Leavitt: There is no Works Pandemic Administration because the country doesn’t work anymore
By Irv Leavitt for Chronicle Media — April 22, 2020Our nation has a farm crisis, a medical care and supply crisis, a budding economic cataclysm and other horrifying pending disasters that aren’t really on the way to getting fixed.
We complain on social media about the progress of recovery from the coronavirus pandemic, but we are making few demands on a strikingly inert national government. We are relatively passive as the country drifts toward depression and fascism.
This should be our moment as a people. It is passing us by, and so, perhaps, is our ability to preserve our nation in reasonable condition for those who follow us.
We, the baby boomers, are not who we wanted to be. Instead of being the successors to The Greatest Generation, we are merely babies. To a great extent, that also goes for the generation that we produced, and the one after that.
Our generational crisis is a crisis made for the 21st Century. Most of us are forced to stay in our homes, which seems ironic because that’s what each succeeding generation seems to do best.
At home, we do things we might do anyway, only more often. Before, much of what we consumed was delivered, or prepped for our pickup. Now it’s almost everything.
The big difference is that we now have people risking their lives to provide these services to us for the same wages that have always kept them in poverty. And we’re not even giving most of them paid sick leave so they can save themselves if they suspect they’re infected.
Most of us don’t even seem to care that we have a farm crisis, just as we did 100 years ago. In recent weeks, millions of gallons of milk have been poured into rivers, and millions of pounds of produce have been plowed under. Millions of eggs have been smashed to prevent them from hatching into chickens. Slaughterhouses are closed.
The market for food has shrunk because there are many fewer restaurant meals and no school lunches.
Soon, the farmers will be replanting to try to make up the lost income. And dairy cows have to be milked. So the food dumping probably won’t stop anytime soon.
Meanwhile, many grocery store shelves are sparsely stocked, and the same for the food pantries, even though demand has skyrocketed. Across the planet, there’s hunger.

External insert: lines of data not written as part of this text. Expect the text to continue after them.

Issue #305, opened 2019-01-01
str() to support large strings


Birch-san:
(Discussion extracted from https://github.com/iovisor/bpftrace/pull/299)

This issue is to track "how could str() support kilobyte/megabyte/arbitrary string sizes?"

str() allocates strings on the BPF stack, so we reach the 512-byte limit very quickly (especially since we pay the toll again when printf() composes a perf event output buffer).

In fact, we're currently limited to tracing ~240-byte strings.

For an idea of "when would I want to trace a string larger than 240 bytes?":  
My favourite dtrace command was one that was frequently guilty of maxing out the default string buffer: tracing what SQL queries were submitted to MySQL. I'd usually grow the buffer to 1024 bytes for good measure.

=====

I explored the possibility of storing the strings off-stack. The main problem there is that probe_read_str() will only write upon on-stack memory. I have ideas for workarounds (and some code progress towards those workarounds), but they're too big to be included in the scope of this pull request.

=====

Here's some code that I built to explore the possibility of storing strings off-stack:

https://github.com/iovisor/bpftrace/compare/bd038f9110009f282c657c393fae60fdb7dd50ba...Birch-san:c5088c9a5d731165e1005a6a800e611bb63f3dc3

It introduces (in codegen) a "StrCall" specialization of "Call".  
StrCall has a `PERCPU_ARRAY` BPF map, to hold large data off-stack.

We cannot use probe_read_str() to output directly into the BPF map, but maybe we could allocate a small on-stack buffer, and ferry bytes (one buffer at a time) from BPF stack into BPF map.

Next, printf() poses a few problems:

- composes the perf event output struct on the BPF stack
- doesn't use runtime information to decide length of strings inside the perf event output struct
  - composes a fixed-size structure
  - determines size of structure during semantic analysis

I _think_ PerfEventOutput can transfer data from _BPF map_ to userspace (that's what "join" does), so we could compose the perf event output struct inside a BPF map.

====

We may find that we want a dynamically-sized perf event output structure. Like, imagine we see that args->count is just 3 bytes. We wouldn't want to send MAX_STRLEN bytes to userspace, if we know at runtime a smaller, more specific amount.

Here's some (horrifying) code I wrote to make print decide the size of its MEMCPY based on runtime information rather than semantic analysis:

https://github.com/iovisor/bpftrace/compare/master...Birch-san:6c1f19a3a4c3cf253aa23db79f5f637b6823e5b2

[...]

PR #750, opened 2019-06-11
RFC: allocate printf arguments in a map instead of the stack

mmarchini:
While working on #26 I hit the 512 stack limit, since printf arguments are stored in the stack and join will have a fixed size of `8 + 8 + (16 * 1024)`. To avoid bloating the stack, we can move printf arguments to a map (like we do for the list of strings that `join`  take).

`runtime-tests` passed (with the adjusts I made here) and tools parsing+codegen is working as well. Only a few codegen unit tests broke with this chages.

This is also one small step towards large string support.

PR #1346, opened 2020-05-25
RFC: Store strings off-stack

Birch-san:

We can now set BPFTRACE_STRLEN as high as we like. str() reads strings into a map, and gives printf() a descriptor of how to locate the string (map_fd, map_key, str_len, cpu_id).

=====

I suspect a data race is possible (similar to what @mmarchini theorised in https://github.com/iovisor/bpftrace/pull/750) since reading perf events is async.

Happy path:  
1. write string into map key 0
2. output perf event "you should read map key 0"
3. read perf event "you should read map key 0"

Data race:  
1. write string into map key 0
2. output perf event "you should read map key 0"
3. write string into map key 0
4. output perf event "you should read map key 0"
5. read perf event "you should read map key 0"
6. read perf event "you should read map key 0"

Proposed solution:  
1. write string into map key 0
2. output perf event "you should read map key 0"
3. write string into map key 1
4. output perf event "you should read map key 1"
5. read perf event "you should read map key 0"
6. indicate "map key 0 is now free to re-use"
7. read perf event "you should read map key 1"

In other words, a ring buffer. I haven't implemented this yet, but you'll see the idea referenced in the code so far.

We could determine "how likely is this data race to happen" by outputting a numeric sequence via frequent events, and check whether we encounter gaps in that sequence when printed.

Such a data race is already presumed to affect join(), but nobody's reported its happening in the wild.

=====

I think I would want each str() call to have an additional per-CPU array to encode 2 values: "start_used_map_ix" and "end_used_map_ix". This should be enough for the BPF program and userspace to coordinate "where's a free slot for me to write my strings".

This would solve the data race on str(). We'd need to do something similar for printf() too. And both would need error-handling to communicate when there's no free slots left.

=====

We could also avoid the data race on str() entirely (and be left with just the data race on printf() to worry about).

I chose to give printf "a descriptor of where to lookup the string", but it would've also been possible to put the string itself straight into printf's perf event. This would eliminate the need to coordinate userspace to read our strings out of maps.

You'd have to "always allocate space for max strlen" or "compose a struct of dynamic size". I don't know whether it's problematic for perf events to be big. I do know that it's hard to create structs of dynamic sizes.

Visitor pattern makes it hard for the str() call to probe read bytes directly into printf()'s buffer; the obvious implementation involves str() probe-reading into one map, and then printf() probe-reading the same bytes into its perf event buffer.

=====

Whilst thrashing around, I made a ring indexer in user-space, but I think the logic will need to move to BPF-space instead. Could be a useful reference though:

https://github.com/iovisor/bpftrace/blob/4dc04e781050036f08ab5493edfa4e4e3a457d9a/src/ring_indexer.h  
https://github.com/iovisor/bpftrace/blob/4dc04e781050036f08ab5493edfa4e4e3a457d9a/src/ring_indexer.cpp

=====

We'll also need to decide "should all strings be off-stack?" (e.g. string literals). In this prototype, printf() only supports printing strings produced by str().

I also expect that if we have anything like a "concatenate strings" operator, or a "compare string" function: those will now be incompatible with the output of str().


danobi:
Thanks for working on this, @Birch-san . I haven't looked too closely at the code yet -- just some high level thoughts.

> I think I would want each str() call to have an additional per-CPU array to encode 2 values: "start_used_map_ix" and "end_used_map_ix". This should be enough for the BPF program and userspace to coordinate "where's a free slot for me to write my strings".

> I chose to give printf "a descriptor of where to lookup the string", but it would've also been possible to put the string itself straight into printf's perf event. This would eliminate the need to coordinate userspace to read our strings out of maps.

Slot lookups / ring buffer is one approach but I worry about the complexity of coordination between userspace and bpf prog. Do you think it'd work if we had a per-cpu scratch space for storing results from `bpf_probe_read_str`? Then you send the data via perf event ring buffer. It's an extra copy but I suspect it'll be ok. The advantage of this approach is that we don't need to do additional head/tail coordination to find empty slots to write strings b/c (almost all[0]) bpf progs run in uninterruptible context.

> You'd have to "always allocate space for max strlen" or "compose a struct of dynamic size". I don't know whether it's problematic for perf events to be big. 

perf events are allowed to be pretty sizeable. I believe perf does last-branch-record based stack walks by copying sections of the running task's stack to userspace via the perf ring buffer. And if users have really huge strings they can use a05e9ef71cda0d to tune rb size.

> I do know that it's hard to create structs of dynamic sizes.

Not sure what you mean. Can you elaborate?

> We'll also need to decide "should all strings be off-stack?" (e.g. string literals). In this prototype, printf() only supports printing strings produced by str().

I think fully off stack would be a good idea.

> I also expect that if we have anything like a "concatenate strings" operator, or a "compare string" function: those will now be incompatible with the output of str().

Why would they be incompatible? Strings in a map can be referenced with a pointer just like strings on the stack.

---

[0]: There is one tracepoint that is inside an nmi handler but I think we can ignore it. I'm told there won't be more in the future.

Birch-san:
Thanks @danobi for reviewing. It's good to hear a clear evaluation of the design alternatives I didn't pursue.

> Do you think it'd work if we had a per-cpu scratch space for storing results from bpf_probe_read_str? Then you send the data via perf event ring buffer. It's an extra copy but I suspect it'll be ok.

Yup, should work. The simplest version of this is fairly easy to implement. If we're okay with the extra copy, and if we're okay reserving max string length in cases where the string length is dynamic.

The way to eliminate the extra copy and scratch buffer is: printf()'s codegen should — before visiting each str() argument — provide a pointer into the printf args buffer. it could assign this to a member variable on the visitor; str() could probe_read into that location.

Ah, but then it would become harder to compose the output of str() with other functions like string compare or string concatenate. Giving str() its own buffer means we have something we can assign to `expr_`, which maintains the interface we have with other callers.

> Not sure what you mean [regarding dynamically-sized structs]. Can you elaborate?

The perf event that we send to userspace is composed via `StructType::create(elements, …)`, where `elements` is a `std::vector<llvm::Type *> elements = { b_.getInt64Ty() };`.  
Each type specified here has to have a size known at C++ compile-time. I can do:

```c++
int MAX_STRLEN = strcall.maxStrSize.value();
elements.push_back(ArrayType::get(b_.getInt8Ty(), MAX_STRLEN))
```

But I cannot create a type from a length that's determined at runtime:

```c++
Value* dynamic_strlen = expr_;
elements.push_back(ArrayType::get(b_.getInt8Ty(), dynamic_strlen))
```

We could work around this by giving up on the struct, and just allocate some untyped length of memory (note: this would involve doing visiting each of our arguments to ask for their length, before we're ready to visit them again to ask for their content).
Or we could be "mostly a struct", but then wherever the struct ends we start treating as a dynamic-length string space:

```
# some 64-bit integers
00000010: [0000 0000 0000 0000] [0000 0000 0000 0000]
# some 16-bit and 32-bit integers (aligned to 64-bit words)
00000020: [0000]0000 0000 0000  [0000 0000]0000 0000
# some static-length char[]s (aligned to 64-bit words)
00000030: [CAFE BABE]0000 0000  [DEAD BEEF]0000 0000
# our struct ends; our dynamic-length string space begins
00000040:  FACE CAFE 00BA BA00   FAEC 1800
```

But if "perf events are allowed to be pretty sizeable", then it's probably overkill to try this hard to save bytes.

I guess a more reasonable way to save bytes is: allow every str() call to specify a MAX_STRLEN as an argument, rather than relying on one global MAX_STRLEN. So you could save your budget for just the str() calls you're expecting free-text in.

> [moving all strings] fully off stack would be a good idea  
> Why would [stack strings and map strings] be incompatible? Strings in a map can be referenced with a pointer just like strings on the stack.

Ah, I was tripping up over the distinction I created in this pull request: the new "map string" type meant that what we store in expr_ is a descriptor of how to find the string (in a different map), not the string itself.

But I guess if we return to "put string content into expr_", then we maintain the original interface.

The simpler design is starting to sound pretty appealing.

Birch-san:
Rebased; review continues in https://github.com/iovisor/bpftrace/pull/1357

We fail to imagine how the great old generations of the past might handle the fix we’re in. We have their old road maps. But we don’t read them, maybe because we don’t know how to read a road map anymore. Can’t even fold one.
In both World War I and World War II, Americans moved heaven and Earth to provide food for the military and the civilian population. In The Great War, President Woodrow Wilson signed the Food and Fuel Control Act, which gave newly appointed Herbert Hoover of the U.S. Food Administration the powers of a “food czar.” He took over the entire system, moving food at his will and stabilizing farm prices. He was a huge success, and it eventually propelled him to higher office.
Hoover and other Washington leaders let the farms slide after the war, and then he seemed paralyzed when, as president, the Depression struck. Oddly, considering his history, he refused to use the government to intervene in the economy. But that’s politics.
It was left to the Franklin D. Roosevelt administration to create the “Alphabet Soup” collection of agencies to temporarily realign American business to save the nation. That included the War Food Administration, which rode herd on the nutritional needs of the military and those at home, including federally funded school lunches, which was a new thing.
After the war the Marshall Plan flew massive amounts of food to a starving Europe.
But today, we’re burying food when millions of people, here and abroad, would like to eat it. Deserve to eat it. This, while we have a military with, comparatively, nothing to do, and a very big fleet of transportation equipment.
Why no Pandemic Food Administration? One would think that our Imperial President would enjoy bringing large segments of the economy under his thumb. Enlisting the National Guard, taking over the railroad and shipping lines, nationalizing the trucking industry. He could have so much fun.
But that’s not happening, and Congress isn’t demanding it. We don’t have credible ultimatums to industries to provide personal protective gear, ventilators, and test kits, either.
We just crawl to the same old corporations begging for a little cooperation.
That’s not the way it used to be.
When Montgomery Ward boss Sewell Avery defied the National War Labor Board and refused to settle a 1944 strike, endangering delivery of essential products, the U.S. Army seized Ward’s 2 million-square-foot Chicago headquarters. Every serious student of the American World War II home front has seen the picture of two soldiers carrying Avery out of Ward’s on his desk chair.
It’s impossible to imagine such a thing happening today. Now our government pleads and cajoles with captains of industry. There is no machinery to force corporations to do the right thing in crisis, even though, in the past, the right thing was usually vastly profitable.
It’s hands off. Forever, probably. There are all kinds of rules to keep employees in line, but the bosses? Untouchable.
Maybe Carroll O’Connor’s Archie Bunker was right when he sang the theme song of “All in the Family.”
Mister, we could use a man like Herbert Hoover again.